Thx for the quick reply. Followed all your instructions, no luck. My system is setup with mirrored drives using the fastbuild utility. Could this be part of the problem?

In the CMOS setup Utility the IDE Primary and Slave along with SATA1 show up as Not Detected but in the boot sequence the hard drive shows up as RAIDDC42819 A


----------



## carsick

Well, I will never purchase anything MSI again. No support, they can't even comprehend basic english. 

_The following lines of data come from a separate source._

PR #17560, opened 2024-08-22
MINOR: Fix Percentage Difference Calculation and Tier Summary Calculation.

IceS2:
On the Percentage and Tier charts we were calculating the percentage difference wrongly. In order to calculate the true aggregated percentage difference we need to know the absolute values.

This PR aims to fix that by adding a work around with what we currently have, even though it should be improved.

---

It also fixes the Tier Sumary Calculation by moving the `NoTier` filter to the query itself instead of the filters.
This allows us to properly count all the documents for the division. Otherwise we'd always get 100%.

#
### Type of change:

- [x] Bug fix

#
### Checklist:


openmetadata-ui/src/main/resources/ui/src/components/DataInsight/DataInsightChartCard.tsx
```diff
@@ -372,7 +538,10 @@ export const DataInsightChartCard = ({
                           activeKeys.length ? activeKeys.includes(entity) : true
                         }
                         label={`${round(latestData[entity] ?? 0, 2)}${
-                          isPercentageGraph ? '%' : ''
+                          isPercentageGraph &&
+                          type !== SystemChartType.TotalDataAssetsByTier
+                            ? '%'
+                            : ''
```
IceS2, line 544: Although the Summary for Tier is a Percentage, the Numbers on the chart are absolute values.
Added this condition to fix it for now.

Should be improved!

openmetadata-ui/src/main/resources/ui/src/components/DataInsight/DataInsightSummary.tsx
```diff
@@ -202,12 +202,7 @@ const DataInsightSummary: FC<Props> = ({ chartFilter, onScrollToChart }) => {
                   total={0}
                   value={`${summary.latest}
                     ${
-                      [
-                        SystemChartType.TotalDataAssets,
-                        SystemChartType.TotalDataAssetsByTier,
-                      ].includes(summary.id)
-                        ? ''
-                        : '%'
+                      summary.id === SystemChartType.TotalDataAssets ? '' : '%'
```
IceS2, line 205: Since Summary for Tier is a percentage, I removed it from the condition.

harshach (approved):

PR #17614, opened 2024-08-28
Delete tags from search while deleting classification

sonika-shah:
### Describe your changes:

While deleting classification , we were able to still get the tags in search, this pr updates the childAlias for classification index

#
### Type of change:

- [x] Bug fix
- [ ] Improvement
- [ ] New feature
- [ ] Documentation

#
### Checklist:

### DIFF
--- a/openmetadata-service/src/main/resources/elasticsearch/indexMapping.json
+++ b/openmetadata-service/src/main/resources/elasticsearch/indexMapping.json
@@ -144,7 +144,7 @@
     "indexMappingFile": "/elasticsearch/%s/classification_index_mapping.json",
     "alias": "classification",
     "parentAliases": ["all"],
-    "childAliases": []
+    "childAliases": ["tag"]
   },
   "user": {
     "indexName": "user_search_index",


openmetadata-service/src/main/java/org/openmetadata/service/search/SearchClient.java
```diff
@@ -68,7 +68,8 @@ public interface SearchClient {
   String SOFT_DELETE_RESTORE_SCRIPT = "ctx._source.put('deleted', '%s')";
   String REMOVE_TAGS_CHILDREN_SCRIPT =
       "for (int i = 0; i < ctx._source.tags.length; i++) { if (ctx._source.tags[i].tagFQN == params.fqn) { ctx._source.tags.remove(i) }}";
-
+  String REMOVE_TAGS_WITH_PARENT_SCRIPT =
```
harshach, line 71: why are we doing this with painless script. You can do this by searchByQuery and find the docs that has the tag and remove that tag only

sonika-shah: thanks @harshach for the suggestion, have updated the logic using searchByQuery and removed the painless script.

sonika-shah: we are going with painless script here  as in the tags field we have  no other information about the parent other than in the fullyQualifiedName, 
for example here, the only information for parent that we have is from `tagFQN` ,  that classification name is `departments` -
"tags" : [
            {
              "tagFQN" : "departments.marketing",
              "displayName" : "marketing",
              "name" : "marketing",
              "labelType" : "Manual",
              "description" : "marketing",
              "style" : { },
              "source" : "Classification",
              "state" : "Confirmed"
            }
          ],

harshach: @sonika-shah look into updateByQuery, painless is non-performant and adds on top of the results fetched. what you need to do is updatedByquery and fetch all the docs that has the tag thats deleted and remove it.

Can I just purchase a new motherboard, drop it in and be up and running again? or is it more complicated than that? Thx.


----------



## johnb35

carsick said:


> Well, I will never purchase anything MSI again. No support, they can't even comprehend basic english.
> 
> Can I just purchase a new motherboard, drop it in and be up and running again? or is it more complicated than that? Thx.



Only if its the exact same motherboard.  Anything with a different chipset in it will cause eithe a boot loop or blue screens when you try booting up.  You will have to reinstall windows, possibly do a repair install depending on the license you have.


----------



## carsick

Can I reflash the bios using a bootable thumb drive?  I don't know how to do that, but read that somewhere.


----------



## johnb35

Updating the bios requires being able to boot the computer.  Since you can't boot, you can't update the bios.  You either need to get a new motherboard or if its msi board is still within warranty, then send it in to get the bios chip replaced.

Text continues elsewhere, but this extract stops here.